Monsters & Critics: You speak a lot about how Breeders tends to serve as a cathartic viewing experience for parents — it’s an uncensored portrayal of the good and bad that comes with parenthood. The show also seems to strike a chord with all of those who are unable to find familial representation in “picturesque” family sitcoms like the Brady Bunch, Full House and Modern Family.

The realisticness and grittiness of Breeders is complemented perfectly with the show’s strong comedic writing and the character’s quirks. Do you find it hard to balance all of the different tones of the show?

Blackwell: It’s not the easiest thing to do, and I think I’d have struggled earlier in my career to make all these flavors work together. You need to have been knocking about for a bit I think.

There’s a similar conundrum with another sitcom I showrun – Back, with David Mitchell and Robert Webb. That’s a show with a lot of genuine emotion in it – big emotional set pieces – but you always have to remember that it’s a comedy.

We had a superb team of writers on Season 2 – Fay Rusling, Oriane Messina, Rebecca Callard, Jamie Brittain and Barunka O’Shaughnessy – and they all managed this same balancing act.

In addition to that, Martin [Freeman] and Chris Addison are both razor-sharp on keeping the show in the pocket tonally, and Toby Welch is a genius in story and structure. So you need great people on board to pull this particular trick off, and we’re lucky enough to have them.

What should fans expect next? 

Although the finale has yet to air, fans have gotten the hint that this season might end on a sour note. Season 1 played with this, as well, putting forth a two-part finale that landed Luke in the hospital with encephalitis. However, by the end of the season, he was released from the hospital and was back to his joyful self — and Paul was back to his hotheaded outbursts.

Monsters & Critics: The last two season finales were huge for Luke — do you have anything special in store for Ava? 

Blackwell: Were we fortunate enough to get a third season – yes, there’s a big story arc for Ava.

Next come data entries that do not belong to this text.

PR #2773, opened 2022-02-11
GetprojectConfig as application/json instead of plain/text

rldhont:
The GetProjectConfig was send as plain/text instead of application/json.

This commit fixes it.

* Funded by 3Liz


rldhont:
@nboisteault Cypress has been run and it is green

PR #2796, opened 2022-02-24
Search without private group

rldhont:
Search controller and FTS does not use appContext

* Funded by 3liz

### DIFF
--- a/lizmap/modules/lizmap/classes/lizmapFts.class.php
+++ b/lizmap/modules/lizmap/classes/lizmapFts.class.php
@@ -11,9 +11,7 @@ class lizmapFts
 {
     protected $sql;
 
-    protected $project;
-
-    protected function setSql()
+    protected function generateSql($project)
     {
 
         // Build search query.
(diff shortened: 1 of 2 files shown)


Gustry:
FTS ? Is-it not linked to only QuickFinder ? Or is-it something else ?

rldhont:
Cypress green

mdouchin (approved):
LGTM

rldhont:
Rebase to get cypress updated to 9.5.0 and Cypress tests are still green.

lizmap/modules/lizmap/classes/lizmapFts.class.php
```diff
@@ -11,9 +11,7 @@ class lizmapFts
 {
     protected $sql;
 
-    protected $project;
-
-    protected function setSql()
+    protected function setSql($project)
```
laurentj, line 14: I recommend to rename this method to something like `generateSql`, as it is not really a setter method (i.e, the parameter is not a value to set).

laurentj (approved):
Ok for me, if the method setSql is renamed.

lizmap/modules/lizmap/classes/lizmapFts.class.php
rldhont: Method renamed

rldhont:
Thanks @laurentj

laurentj (approved):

Monsters & Critics: With all that’s happened in Season 2, should fans be holding on for a happy ending for the Worsley family? 

Blackwell: I’m not sure it ever ends really, happily or otherwise. That’s the thing with breeders, they keep on having kids and carrying the whole circus on. 

It’s clear that there’s a windy road ahead for the Worsleys and specifically Luke and Paul, in order to for them to (hopefully) repair their relationship. But this has been the challenge all along, and so far, they’ve managed it.

As Paul expressed at the end of Breeders Season 1 finale, “We’re not solid, but I think that’s a good thing, though. We’re bendy. Solid things get knocked over and bendy things don’t.”

The season finale of Breeders will air on Monday, May 17 at 10pm ET/PT on FX.